Meanwhile, the U.S. is getting closer to achieving its desire of energy self-sufficiency, thanks to the shale revolution. The EU is also enjoying the repercussions of that revolution on natural gas supplies and prices, benefiting from intensifying competition between major producers, especially in the light of large gas discoveries in the Eastern Mediterranean, right at Europe’s doorstep.
Of course, China’s appetite for energy can help make up for diminished Western demand, but catering to the Chinese market will also require the development of new transport infrastructure. Further, just as consumers do not want to depend on one or a few suppliers to meet their energy needs, producers do not want to be at the mercy of a single customer, preferring to maintain a diversified market base.

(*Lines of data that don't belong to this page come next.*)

PR #1217, opened 2024-03-26
Deactivate earliest destinations if exceeding distinct destination limit for unexpired sources

### LINKED ISSUE #1228: Consider allowing the destination limit to favor new sources
The [max destinations for unexpired sources limit](https://wicg.github.io/attribution-reporting-api/#max-destinations-covered-by-unexpired-sources) is currently spec'd such that:

once a publisher site registers sources for 100 different destinations, all subsequent source registrations will fail

Registrations will fail until these sources expire or until they are attributed. This has the downside that it locks out registration on a site.

We may want to consider, instead of blocking new sources, to kick out old sources to make space. This could be done by formulating this limit as a FIFO queue.

linnan-github:
Fixes #1228 

To preserve the protection of user’s browser history, and also to mitigate utility concern with dropping new sources, we propose to change to FIFO+priority for the destination limit for unexpired sources. This change backwards incompatible.

We also propose a new limit on the max destinations per reporting site per day to mitigate the history reconstruction attack for FIFO.

***
<a href="https://pr-preview.s3.amazonaws.com/linnan-github/conversion-measurement-api/pull/1217.html" title="Last updated on Jun 10, 2024, 2:32 PM UTC (fd1758b)">Preview</a> | <a href="https://pr-preview.s3.amazonaws.com/WICG/attribution-reporting-api/1217/221f474...linnan-github:fd1758b.html" title="Last updated on Jun 10, 2024, 2:32 PM UTC (fd1758b)">Diff</a>

### DIFF
--- a/EVENT.md
+++ b/EVENT.md
@@ -1148,8 +1148,7 @@ attack, the browser should maintain these limits per reporting site. This
 effectively limits the number of unique sites covered per {source site, reporting site} applied to all unexpired sources regardless of type at source time.
 
 The browser can also limit the number of `destination` sites per {source site, reporting site, 1 day}
-to mitigate the history reconstruction attack as new `destination` sites can be
-registered when the `priority_fifo` algorithm is used.
+to mitigate the history reconstruction attack.
 
 #### Limiting the number of unique destinations per source site
 
--- a/EVENT.md
+++ b/EVENT.md
@@ -1115,30 +1115,23 @@ sites represented by unexpired sources for a source-site.
 
 The browser can place a limit on the number of a source site's unexpired source's
 unique `destination` sites. Source registrations will accept an optional field
-`destination_limit` to allow developers to select the behavior when an attribution
-source is registered for a site that is not already registered by any of the
-unexpired sources and a source site is at its limit.
+`destination_limit_priority` to allow developers to prioritize the destinations
+registered with this source with respect to other destinations for the purpose
+of source deactivation.
 
 ```jsonc
 {
   ..., // existing fields
-  "destination_limit": {
-    "algorithm": "lifo", // or "priority_fifo", defaults to "lifo" if not present
-    "priority": "[64-bit signed integer]" // defaults to 0 if not present
-  }
+  "destination_limit_priority": "[64-bit signed integer]" // defaults to 0 if not present
 }
 ```
 
-The `priority` field is used to prioritize the destinations registered with this
-source with respect to other destinations for the purpose of source deactivation.
-
-The `algorithm` field is used to select the algorithm to determine the final
-`destination` sites that the browser selects. When "lifo" is used, the browser
-will drop the new source if the source site is at its limit. When "priority_fifo"
-is used, the browser will sort the `destination` sites registered by unexpired
-sources, including the new source, by `priority` in descending order and by
-the registration time in descending order. The browser will then select the
-first few `destination` sites within this limit, and delete pending sources and
+When an attribution source is registered for a site that is not already in the
+unexpired sources and a source site is at its limit, the browser will sort the
+`destination` sites registered by unexpired sources, including the new source,
+by `destination_limit_priority` in descending order and by the registration
+time in descending order. The browser will then select the first few
+`destination` sites within this limit, and delete pending sources and
 aggregatable reports associated with the unselected `destination` sites. The
 event-level reports are not deleted as the leak of user's browsing history is
 mitigated by fake reports within differential privacy.
--- a/EVENT.md
+++ b/EVENT.md
@@ -1132,8 +1132,8 @@ unexpired sources and a source site is at its limit, the browser will sort the
 by `destination_limit_priority` in descending order and by the registration
 time in descending order. The browser will then select the first few
 `destination` sites within this limit, and delete pending sources and
-aggregatable reports associated with the unselected `destination` sites. The
-event-level reports are not deleted as the leak of user's browsing history is
+aggregatable reports associated with the unselected `destination` sites. Any
+event-level reports are not deleted, as the leak of user's browsing history is
 mitigated by fake reports within differential privacy.
 
 The lower this value, the harder it is for a reporting origin to use the API to
--- a/EVENT.md
+++ b/EVENT.md
@@ -1114,9 +1114,34 @@ trying to measure user visits on, the browser can limit the number `destination`
 sites represented by unexpired sources for a source-site.
 
 The browser can place a limit on the number of a source site's unexpired source's
-unique `destination` sites. When an attribution source is registered for a site
-that is not already in the unexpired sources and a source site is at its limit,
-the browser will drop the new source.
+unique `destination` sites. Source registrations will accept an optional field
+`destination_limit` to allow developers to select the behavior when an attribution
+source is registered for a site that is not already registered by any of the
+unexpired sources and a source site is at its limit.
+
+```jsonc
+{
+  ..., // existing fields
+  "destination_limit": {
+    "algorithm": "lifo", // or "priority_fifo", defaults to "lifo" if not present
+    "priority": "[64-bit signed integer]" // defaults to 0 if not present
+  }
+}
+```
+
+The `priority` field is used to prioritize the destinations registered with this
+source with respect to other destinations for the purpose of source deactivation.
+
+The `algorithm` field is used to select the algorithm to determine the final
+`destination` sites that the browser selects. When "lifo" is used, the browser
+will drop the new source if the source site is at its limit. When "priority_fifo"
+is used, the browser will sort the `destination` sites registered by unexpired
+sources, including the new source, by `priority` in descending order and by
+the registration time in descending order. The browser will then select the
+first few `destination` sites within this limit, and delete pending sources and
+aggregatable reports associated with the unselected `destination` sites. The
+event-level reports are not deleted as the leak of user's browsing history is
+mitigated by fake reports within differential privacy.
 
 The lower this value, the harder it is for a reporting origin to use the API to
 try and measure user browsing activity not associated with ads being shown.
@@ -1128,6 +1153,10 @@ origin on a site to push the other attribution sources out of the browser. See
 the [denial of service](#denial-of-service) for more details. To prevent this
 attack, the browser should maintain these limits per reporting site. This
 effectively limits the number of unique sites covered per {source site, reporting site} applied to all unexpired sources regardless of type at source time.
+
+The browser can also limit the number of `destination` sites per {source site, reporting site, 1 day}
+to mitigate the history reconstruction attack as new `destination` sites can be
+registered when the `priority_fifo` algorithm is used.
 
 #### Limiting the number of unique destinations per source site
 
--- a/index.bs
+++ b/index.bs
@@ -2375,7 +2375,7 @@ A <dfn>source-registration JSON key</dfn> is one of the following:
 <li>"<dfn><code>debug_key</code></dfn>"
 <li>"<dfn><code>debug_reporting</code></dfn>"
 <li>"<dfn><code>destination</code></dfn>"
-<li>"<dfn><code>destination_limit</code></dfn>"
+<li>"<dfn><code>destination_limit_priority</code></dfn>"
 <li>"<dfn><code>end_times</code></dfn>"
 <li>"<dfn><code>event_level_epsilon</code></dfn>"
 <li>"<dfn><code>event_report_window</code></dfn>"
@@ -2681,19 +2681,10 @@ To <dfn noexport>parse source-registration JSON</dfn> given a [=byte sequence=]
     [=parse an optional 64-bit signed integer=] with |value|, "<code>[=source-registration JSON key/priority=]</code>", and
     0.
 1. If |priority| is an error, return null.
-1. Let |destinationLimitAlgorithm| be "<code>[=destination limit algorithm/lifo=]</code>".
-1. Let |destinationLimitPriority| be 0.
-1. If |value|["<code>[=source-registration JSON key/destination_limit=]</code>"] [=map/exists=]:
-    1. Let |destinationLimit| be |value|["<code>[=source-registration JSON key/destination_limit=]</code>"].
-    1. If |destinationLimit| is not a [=map=], return null.
-    1. Set |destinationLimitPriority| to the result of running
-        [=parse an optional 64-bit signed integer=] with |destinationLimit|,
-        "<code>[=source-registration JSON key/priority=]</code>", and 0.
-    1. If |destinationLimitPriority| is an error, return null.
-    1. If |destinationLimit|["<code>[=source-registration JSON key/algorithm=]</code>"] [=map/exists=]:
-        1. If |destinationLimit|["<code>[=source-registration JSON key/algorithm=]</code>"] is not
-            a [=destination limit algorithm=], return null.
-        1. Set |destinationLimitAlgorithm| to |destinationLimit|["<code>[=source-registration JSON key/algorithm=]</code>"].
+1. Let |destinationLimitPriority| be the result of running
+    [=parse an optional 64-bit signed integer=] with |value|,
+    "<code>[=source-registration JSON key/destination_limit_priority=]</code>", and 0.
+1. If |destinationLimitPriority| is an error, return null.
 1. Let |filterData| be a new [=filter map=].
 1. If |value|["<code>[=source-registration JSON key/filter_data=]</code>"] [=map/exists=]:
     1. Set |filterData| to the result of running [=parse filter data=] with
@@ -3018,8 +3009,7 @@ optional [=boolean=] |isNoised| (default false), and an optional [=boolean=]
         [=serialize an integer|serialized=].
 
     Note: The "`source_destination_limit`" field may be included to indicate that
-    [=max destinations covered by unexpired sources=] was hit and
-    the [=destination limit algorithm/priority_fifo=] algorithm was applied, which is not
+    [=max destinations covered by unexpired sources=] was hit, which is not
     reported as "<code>[=source debug data type/source-destination-limit=]</code>" to prevent side-channel
     leakage of cross-origin data.
 
@@ -3133,16 +3123,7 @@ To <dfn>process an attribution source</dfn> given an [=attribution source=] |sou
 1. Let |sourcesToDeleteForDestinationLimit| be the result of running [=get sources to delete for the unexpired destination limit=]
     with |source|.
 1. Let |destinationLimitHit| be false if |sourcesToDeleteForDestinationLimit| [=set/is empty=], true otherwise.
-1. Let |dropNewSource| be false.
-1. If |source|'s [=attribution source/destination limit algorithm=] is:
-    <dl class="switch">
-    : "<code>[=destination limit algorithm/priority_fifo=]</code>"
-    :: Set |dropNewSource| to true if |sourcesToDeleteForDestinationLimit| [=set/contains=] |source|'s [=attribution source/source identifier=].
-    : "<code>[=destination limit algorithm/lifo=]</code>"
-    :: Set |dropNewSource| to |destinationLimitHit|.
-
-    </dl>
-1. If |dropNewSource| is true:
+1. If |sourcesToDeleteForDestinationLimit| [=set/contains=] |source|'s [=attribution source/source identifier=]:
     1. Run [=obtain and deliver a verbose debug report on source registration=] with "[=source debug data type/source-destination-limit=]</code>" and |source|.
     1. Return.
 1. Run [=delete sources for unexpired destination limit=] with |sourcesToDeleteForDestinationLimit| and |source|'s [=attribution source/source time=].
@@ -3150,7 +3131,7 @@ To <dfn>process an attribution source</dfn> given an [=attribution source=] |sou
 1. Let |isNoised| be true if |source|'s [=attribution source/randomized response=]
     is not null, otherwise false.
 1. If |destinationRateLimitResult| is "<code>[=destination rate-limit result/hit global limit=]</code>":
-    1. Run [=obtain and deliver a verbose debug report on source registration=] with "<code>[=source debug data type/source-success=]</code>",
+    1. Run [=obtain and deliver a verbose debug report on source registration=] with "<code>[=source debug data type/source-destination-global-rate-limit=]</code>",
         |source|, |isNoised|, and |destinationLimitHit|.
     1. Return.
 1. Let |newRateLimitRecords| be a new [=set=].
@@ -3174,7 +3155,7 @@ To <dfn>process an attribution source</dfn> given an [=attribution source=] |sou
         :: |source|'s [=attribution source/destination limit priority=]
     1. If the result of running [=should processing be blocked by reporting-origin limit=] with
         |rateLimitRecord| is <strong>blocked</strong>:
-        1. Run [=obtain and deliver a verbose debug report on source registration=] with "<code>[=source debug data type/source-success=]</code>",
+        1. Run [=obtain and deliver a verbose debug report on source registration=] with "<code>[=source debug data type/source-reporting-origin-limit=]</code>",
             |source|, |isNoised|, and |destinationLimitHit|.
         1. Return.
     1. [=set/Append=] |rateLimitRecord| to |newRateLimitRecords|.
--- a/index.bs
+++ b/index.bs
@@ -3093,7 +3093,7 @@ and a [=boolean=] |isNoised|:
 
 To <dfn>obtain and deliver debug reports on source registration</dfn>
 given a [=set=] of [=source debug data types=] |dataTypes|, an [=attribution source=] |source|,
-, and an optional [=boolean=] |isNoised| (default false):
+and an optional [=boolean=] |isNoised| (default false):
 
 1. Run [=obtain and deliver a verbose debug report on source registration=]
     with |dataTypes|, |source|, and |isNoised|.
@@ -3226,7 +3226,7 @@ To <dfn>process an attribution source</dfn> given an [=attribution source=] |sou
 1. [=set/Append=] "<code>[=source debug data type/source-success=]</code>" to
     |debugDataTypes|.
 1. Run [=obtain and deliver debug reports on source registration=] with
-    |debugDataTypes|, |source| and |isNoised|.
+    |debugDataTypes|, |source|, and |isNoised|.
 1. [=set/Append=] |source| to |cache|.
 
 Note: Because a fake report does not have a "real" effective destination, we need to subtract from the
--- a/index.bs
+++ b/index.bs
@@ -2858,12 +2858,12 @@ To <dfn>delete sources for unexpired destination limit</dfn> given a [=set=] of
 1. [=set/iterate|For each=] [=attribution source=] |source| of the [=attribution source cache=]:
     1. [=set/Remove=] |source| from the [=attribution source cache=] if |sourcesToDelete|
         [=set/contains=] |source|'s [=attribution source/source identifier=].
+1. Let |deletedEventLevelReports| be a new [=set=].
 1. [=set/iterate|For each=] [=event-level report=] |report| of the [=event-level report cache=]:
-    1. If |report|'s [=event-level report/trigger time=] is greater than or equal to |now|,
-        [=set/remove=] |report| from the [=event-level report cache=].
-
-        Note: This would only delete [=obtain a fake report|fake reports=] that would never be
-        stored if they were true [=event-level reports=].
+    1. If |sourcesToDelete| [=set/contains=] |report|'s [=event-level report/source identifier=]
+        and |report|'s [=event-level report/trigger time=] is greater than or equal to |now|:
+        1. [=set/Append=] |report|'s [=event-level report/report ID=] to |deletedEventLevelReports|.
+        1. [=set/Remove=] |report| from the [=event-level report cache=].
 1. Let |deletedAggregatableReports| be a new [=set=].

Relations between the Caspian states remain in flux, oscillating between collaboration and competition, friendly statements and accusations – though the latter seem more prominent given the prevailing atmosphere of mistrust. Russia’s cutoff of gas imports from Turkmenistan, Turkmenistan’s dispute with Iran over gas payments, and Iran’s threats that the Trans-Caspian pipeline would damage the “friendly” status of the Caspian are just some recent examples. Each state has its own needs, interests and priorities that often clash with those of its neighbors. Iran, for instance, gets little oil or gas production from the Caspian, while Azerbaijan is fully reliant on it.
The drastic changes in global energy markets and the tight economic situation in each of the Caspian states argue for closer regional cooperation. Progress on the legal status of this body of water would be a major step in the right direction, while a breakthrough could potentially open a new chapter for the region. But it is far from a sure thing that common sense will prevail in an increasingly competitive global energy market.
- Most offshore oil reserves are found in the northern part of the Caspian Sea, while the bulk of offshore natural gas reserves is in the south (EIA)
- One of the biggest production sharing agreements, the so-called “contract of the century,” was signed by Azerbaijan in 1994 with a multinational consortium of 11 foreign oil companies from seven countries
- The Caspian Sea also contains valuable ﬁshery resources, including 90% of the world’s stock of sturgeon
- The BTC pipeline runs for 1,768 kilometers from the Azeri-Chirag-Guneshli oil field in the Caspian Sea to Turkey’s Mediterranean coast. The route includes a 443 km segment in Azerbaijan, 249 km in Georgia, and 1,076 km in Turkey. Since it became operational in 2006, the pipeline has carried about 2.61 bn bls of oil that were loaded on 3,425 tankers (BP)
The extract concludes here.